━━━━━ Records shown ━━━━━
PR #2956, opened 2025-02-09
Add global stats cache

Evian-Zhang:
Previously, each Monitor calculate some aggregated data in each display, so if we combine multiple monitors together, same data will be computed multiple times. 

In this PR, there are following changes:

* A new `GlobalStats` structure is introduced
    Monitors no longer need to call individual functions to get aggregated statistics.
* The new `GlobalStats` are implemented as cached
    Only when the underline statistics are changed, will the `GlobalStats` be updated. If nothing changed, when multiple monitors retrieve the global stats, there will only be one computation.
* Some metrics are collected for all Monitors to use
    TUI monitors previously implemented some individual metrics such as item geometry, process timing and map density. This PR moves those metrics into the `ClientStatsManager`, so that other monitors could potentially use these metrics.

### DIFF
--- a/libafl/src/events/broker_hooks/mod.rs
+++ b/libafl/src/events/broker_hooks/mod.rs
@@ -157,7 +157,7 @@ where
                 client_stats_manager.update_client_stats_for(client_id, |client_stat| {
                     client_stat.update_user_stats(name.clone(), value.clone());
                 });
-                client_stats_manager.aggregate(name);
+                client_stats_manager.aggregate(name.clone());
                 monitor.display(client_stats_manager, event.name(), client_id);
                 Ok(BrokerEventResult::Handled)
             }
--- a/libafl/src/statistics/manager/global_stats.rs
+++ b/libafl/src/statistics/manager/global_stats.rs
@@ -1,0 +1,173 @@
+//! Global statistics available for Monitors to use
+
+use alloc::string::{String, ToString};
+use core::{cmp, time::Duration};
+
+use libafl_bolts::{current_time, format_duration_hms};
+#[cfg(feature = "std")]
+use serde_json::Value;
+
+use super::ClientStatsManager;
+use crate::statistics::ProcessTiming;
+#[cfg(feature = "std")]
+use crate::statistics::{
+    user_stats::{AggregatorOps, UserStats, UserStatsValue},
+    ItemGeometry,
+};
+
+impl ClientStatsManager {
+    /// Time this fuzzing run stated
+    #[must_use]
+    pub fn start_time(&self) -> Duration {
+        self.start_time
+    }
+
+    /// Time this fuzzing run stated
+    pub fn set_start_time(&mut self, time: Duration) {
+        self.start_time = time;
+    }
+
+    /// Get global stats.
+    ///
+    /// This global stats will be cached until the underlined client stats are modified.
+    pub fn global_stats(&mut self) -> &GlobalStats {
+        let global_stats = self.cached_global_stats.get_or_insert_with(|| GlobalStats {
+            run_time: Duration::ZERO,
+            run_time_pretty: String::new(),
+            client_stats_count: self
+                .client_stats
+                .iter()
+                .filter(|client| client.enabled)
+                .count(),
+            corpus_size: self
+                .client_stats
+                .iter()
+                .fold(0_u64, |acc, x| acc + x.corpus_size),
+            objective_size: self
+                .client_stats
+                .iter()
+                .fold(0_u64, |acc, x| acc + x.objective_size),
+            total_execs: self
+                .client_stats
+                .iter()
+                .fold(0_u64, |acc, x| acc + x.executions),
+            execs_per_sec: 0.0,
+            execs_per_sec_pretty: String::new(),
+        });
+
+        // Time-related data are always re-computed, since it is related with current time.
+        let cur_time = current_time();
+        global_stats.run_time = cur_time - self.start_time;
+        global_stats.run_time_pretty = format_duration_hms(&global_stats.run_time);
+        global_stats.execs_per_sec = self
+            .client_stats
+            .iter_mut()
+            .fold(0.0, |acc, x| acc + x.execs_per_sec(cur_time));
+        global_stats
+            .execs_per_sec_pretty
+            .push_str(&super::super::prettify_float(global_stats.execs_per_sec));
+
+        global_stats
+    }
+
+    /// Get process timing. `execs_per_sec_pretty` could be retrieved from `GlobalStats`.
+    #[must_use]
+    pub fn process_timing(&self, execs_per_sec_pretty: String) -> ProcessTiming {
+        let mut total_process_timing = ProcessTiming::new();
+        total_process_timing.exec_speed = execs_per_sec_pretty;
+        if self.client_stats().len() > 1 {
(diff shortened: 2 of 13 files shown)


libafl/src/events/broker_hooks/mod.rs
```diff
@@ -157,7 +157,7 @@ where
                 client_stats_manager.update_client_stats_for(client_id, |client_stat| {
                     client_stat.update_user_stats(name.clone(), value.clone());
                 });
-                client_stats_manager.aggregate(name);
+                client_stats_manager.aggregate(name.clone());
```
domenukk, line 160: Can't we pass in a reference to `name` instead of cloning?

libafl/src/statistics/manager/global_stats.rs
```diff
@@ -0,0 +1,173 @@
...
+    /// Time this fuzzing run stated
+    pub fn set_start_time(&mut self, time: Duration) {
+        self.start_time = time;
+    }
+
+    /// Get global stats.
+    ///
+    /// This global stats will be cached until the underlined client stats are modified.
+    pub fn global_stats(&mut self) -> &GlobalStats {
+        let global_stats = self.cached_global_stats.get_or_insert_with(|| GlobalStats {
```
domenukk, line 34: Might make sense to implement `default` for this struct, and then just call that here

libafl/src/statistics/manager/global_stats.rs
```diff
@@ -0,0 +1,173 @@
...
+
+use super::ClientStatsManager;
+use crate::statistics::ProcessTiming;
+#[cfg(feature = "std")]
+use crate::statistics::{
+    user_stats::{AggregatorOps, UserStats, UserStatsValue},
+    ItemGeometry,
+};
+
+impl ClientStatsManager {
```
domenukk, line 18: It feels odd to me to implement methods on a struct here that's in a different file, it would probably be better to keep them at the same place

libafl/src/statistics/manager/global_stats.rs
Evian-Zhang: Yes you are right. Will push a commit sooner.

libafl/src/statistics/user_stats/mod.rs
```diff
@@ -59,11 +59,14 @@ pub enum AggregatorOps {
...
-pub(super) fn aggregate_user_stats(client_stats_manager: &mut ClientStatsManager, name: &str) {
+pub(super) fn aggregate_user_stats(
+    client_stats_manager: &mut ClientStatsManager,
+    name: Cow<'static, str>,
+) {
     let mut gather = client_stats_manager
         .client_stats()
         .iter()
-        .filter_map(|client| client.user_stats.get(name));
+        .filter_map(|client| client.user_stats.get(name.as_ref()));
```
domenukk, line 69: This gets the name as `ref` -> if we pass `&Cow` around we would have less clones, I think

libafl/src/events/broker_hooks/mod.rs
Evian-Zhang: Ok. I'll check it.

libafl/src/statistics/manager/global_stats.rs
domenukk: Yes, I like the idea, but I still think it's better to merge them, simply because we split impls nowhere else in the codebase. It'd be a bit confusing

Evian-Zhang:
━━━━━
Taking the records above, retype every line from the one with "Previously, each Monitor" down to the one with "all Monitors to use", exactly and with nothing else.

Solution to the exercise
Previously, each Monitor calculate some aggregated data in each display, so if we combine multiple monitors together, same data will be computed multiple times. 

In this PR, there are following changes:

* A new `GlobalStats` structure is introduced
    Monitors no longer need to call individual functions to get aggregated statistics.
* The new `GlobalStats` are implemented as cached
    Only when the underline statistics are changed, will the `GlobalStats` be updated. If nothing changed, when multiple monitors retrieve the global stats, there will only be one computation.
* Some metrics are collected for all Monitors to use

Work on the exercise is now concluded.